**RECORDS TO USE:**
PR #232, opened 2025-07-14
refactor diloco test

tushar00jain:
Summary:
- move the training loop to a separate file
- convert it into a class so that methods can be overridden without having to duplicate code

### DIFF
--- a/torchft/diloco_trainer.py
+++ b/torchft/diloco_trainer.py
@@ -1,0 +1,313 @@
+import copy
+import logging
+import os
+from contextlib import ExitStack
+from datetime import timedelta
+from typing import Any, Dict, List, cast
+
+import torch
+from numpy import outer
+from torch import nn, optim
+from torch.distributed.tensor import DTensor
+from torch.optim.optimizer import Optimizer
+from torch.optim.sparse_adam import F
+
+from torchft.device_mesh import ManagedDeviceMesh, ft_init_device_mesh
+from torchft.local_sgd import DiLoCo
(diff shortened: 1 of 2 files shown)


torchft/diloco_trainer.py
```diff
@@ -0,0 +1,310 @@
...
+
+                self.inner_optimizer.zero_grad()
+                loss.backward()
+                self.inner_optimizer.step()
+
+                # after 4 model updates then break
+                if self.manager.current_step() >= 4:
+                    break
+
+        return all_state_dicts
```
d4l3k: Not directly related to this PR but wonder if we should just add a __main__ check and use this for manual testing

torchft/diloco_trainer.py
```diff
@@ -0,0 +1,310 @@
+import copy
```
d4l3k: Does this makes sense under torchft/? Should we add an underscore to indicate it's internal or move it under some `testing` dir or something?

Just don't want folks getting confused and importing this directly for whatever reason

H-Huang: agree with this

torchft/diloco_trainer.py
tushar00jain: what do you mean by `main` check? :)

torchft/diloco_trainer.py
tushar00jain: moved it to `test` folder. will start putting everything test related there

---

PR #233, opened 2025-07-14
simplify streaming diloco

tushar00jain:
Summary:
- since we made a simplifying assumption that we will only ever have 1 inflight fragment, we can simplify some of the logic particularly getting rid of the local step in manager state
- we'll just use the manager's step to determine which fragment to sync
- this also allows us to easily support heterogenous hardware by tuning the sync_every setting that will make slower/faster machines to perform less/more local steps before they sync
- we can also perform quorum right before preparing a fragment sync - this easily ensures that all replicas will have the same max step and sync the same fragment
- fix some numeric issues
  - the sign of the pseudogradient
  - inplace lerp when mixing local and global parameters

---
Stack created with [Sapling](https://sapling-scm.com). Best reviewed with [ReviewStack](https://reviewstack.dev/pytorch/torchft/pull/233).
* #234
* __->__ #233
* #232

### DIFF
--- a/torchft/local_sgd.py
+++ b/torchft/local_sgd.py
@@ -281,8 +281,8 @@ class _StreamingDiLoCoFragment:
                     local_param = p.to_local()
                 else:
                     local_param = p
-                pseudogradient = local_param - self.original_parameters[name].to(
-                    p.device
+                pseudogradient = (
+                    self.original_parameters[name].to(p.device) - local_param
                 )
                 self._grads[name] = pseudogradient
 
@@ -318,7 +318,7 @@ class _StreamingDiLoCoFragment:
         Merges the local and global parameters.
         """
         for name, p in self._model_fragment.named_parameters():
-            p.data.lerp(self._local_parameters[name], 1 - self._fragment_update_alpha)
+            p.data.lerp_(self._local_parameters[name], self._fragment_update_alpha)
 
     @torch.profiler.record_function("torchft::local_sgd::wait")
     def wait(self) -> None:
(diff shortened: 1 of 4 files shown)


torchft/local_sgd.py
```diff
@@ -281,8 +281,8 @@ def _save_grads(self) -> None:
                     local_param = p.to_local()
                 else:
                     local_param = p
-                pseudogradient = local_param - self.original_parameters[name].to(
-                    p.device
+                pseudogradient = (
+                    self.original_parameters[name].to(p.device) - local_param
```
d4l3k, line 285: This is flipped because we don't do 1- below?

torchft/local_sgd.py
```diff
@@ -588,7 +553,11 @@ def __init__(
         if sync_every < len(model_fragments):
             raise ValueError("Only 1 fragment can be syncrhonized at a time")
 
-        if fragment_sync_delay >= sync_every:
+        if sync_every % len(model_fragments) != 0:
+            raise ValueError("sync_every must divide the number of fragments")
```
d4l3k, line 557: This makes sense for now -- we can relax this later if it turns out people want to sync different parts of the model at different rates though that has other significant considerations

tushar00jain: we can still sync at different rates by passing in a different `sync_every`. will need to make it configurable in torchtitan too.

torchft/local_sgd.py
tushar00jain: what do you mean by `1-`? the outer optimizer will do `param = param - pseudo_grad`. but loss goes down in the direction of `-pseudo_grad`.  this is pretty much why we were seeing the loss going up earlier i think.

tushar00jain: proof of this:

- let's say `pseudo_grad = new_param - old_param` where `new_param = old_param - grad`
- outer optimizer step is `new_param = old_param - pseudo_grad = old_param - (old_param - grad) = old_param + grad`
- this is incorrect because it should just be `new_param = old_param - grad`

**WORK TO BE COMPLETED:**
Could you set down, word for word, only the lines above from the line with "d4l3k: Does this" to the line with "tushar00jain: moved it", including both?

**FINISHED EXERCISE:**
d4l3k: Does this makes sense under torchft/? Should we add an underscore to indicate it's internal or move it under some `testing` dir or something?

Just don't want folks getting confused and importing this directly for whatever reason

H-Huang: agree with this

torchft/diloco_trainer.py
tushar00jain: what do you mean by `main` check? :)

torchft/diloco_trainer.py
tushar00jain: moved it to `test` folder. will start putting everything test related there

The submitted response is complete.